Man of Consequence
We got there in the end. That is, the end of Muhammadu Buhari’s leadership (if one can call it that) of Nigeria. Without a doubt the worst leader in my adult life as a Nigerian.
But just because he is heading back to his hometown of Daura today (or perhaps London?) does not mean we can forget him in a hurry. We would of course like to forget him (I certainly would like to pretend like he never existed) but we are not going to be able to. For the simple reason that Buhari will go down as one of Nigeria’s most consequential leaders ever, and not for noble reasons.

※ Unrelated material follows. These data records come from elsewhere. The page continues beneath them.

PR #548, opened 2015-12-01
State that we prefer rebasing over merging PRs

JocelynDelalande:


CONTRIBUTING.md
```diff
@@ -32,6 +32,10 @@ Also, make sure that your PRs do not contain unnecessary commits. If you think
 some of your commits should be merged into a single one, feel free to [squash
 them](https://git-scm.com/book/en/v2/Git-Tools-Rewriting-History).
 
+Please [rebase](https://git-scm.com/book/en/v2/Git-Branching-Rebasing) outdated
+PRs on master to help with the reviews (rebasing is preferred over merging to
+keep a clean history in a branch/PR).
```
astorije: You don't think adding a quick command line would help? `git rebase master` or something like this?
Oh wait, folks also need to update their fork wrt the upstream repo...

JocelynDelalande: > Oh wait, folks also need to update their fork wrt the upstream repo... 

Yes, my brain took the same path as yours ;-)

> So maybe a GitHub link on top of the Git link would help.

Why not, but which one ? I haven't found any good page for that.

(on a more general note, I expect contributors to be a bit capable with git or willing to learn simple things by themselves, that's why I don't want to provide copy-paste-dumbly commands on CONTRIBUTING.md). A link would be good though.

astorije: Fair enough.

astorije:
:+1:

Start with a series of charts published by Nigeria’s Business Day:
This inflation is directly linked to the policies he pursued as leader in particular the wild printing of money to fund the budget. It will be very tough to get inflation down to less painful levels (not least because the incoming president is also a subscriber to the same school of money printing).
Remember when Kemi Adeosun said Nigeria was going to borrow in dollars to ‘save’ money on debt servicing? Those were the days of big talk about panda and samurai bonds and wherever else Nigeria could find creditors willing to lend it money.
This one however was the doozy. Buhari’s ‘killer app’ if you prefer. A through debasement of the budget and any links between revenue and spending. This in particular is where Buhari is of most consequence — by shaping the path his successor has no choice but to travel on. As I’ve written elsewhere, Buhari has tested the idea of money printing to destruction so it is difficult to see where a President Tinubu might take this (I’m not saying he can’t do worse than Buhari, but it is an interesting thought to consider).
Not only did Buhari, in one of his final acts, hand down $50bn worth of debt to children yet unborn, the Senate met on a Saturday to raise the Ways & Means borrowing limit. What was once a temporary measure will now become a permanent fixture in the way Nigerian governments raise money to spend. It is also interesting the sheer amount of this damage that was done in Buhari’s final year. Almost as if he was determined to go out on a low.
He has shaped a lot of the way Nigerians view certain economic choices by virtue of the fact that Nigeria is such a young country and as such, a very sizeable chunk of the population will come of age under any leader who spends 8 years in office (remember how government intervention to set foreign exchange rates quickly became an idée fixe in 2015 and 2016?).
There are two lessons from Buhari that should always apply to any future Nigerian leader. The first is that a leader who does not actively cultivate his mind will do serious damage to the country he leads. Things like the border closure were done because he was convinced in his mind it was the correct thing to do and had never exposed himself to arguments to the contrary.
The second one is that it is impossible to do a half decent job as Nigeria’s president without physical energy. A lot of damage was done to Nigeria because when things began to drift, Buhari had no inclination or energy to stop them and then they took on a life of their own.
Nigeria will be living in the long shadow of Muhammadu Buhari for a while to come.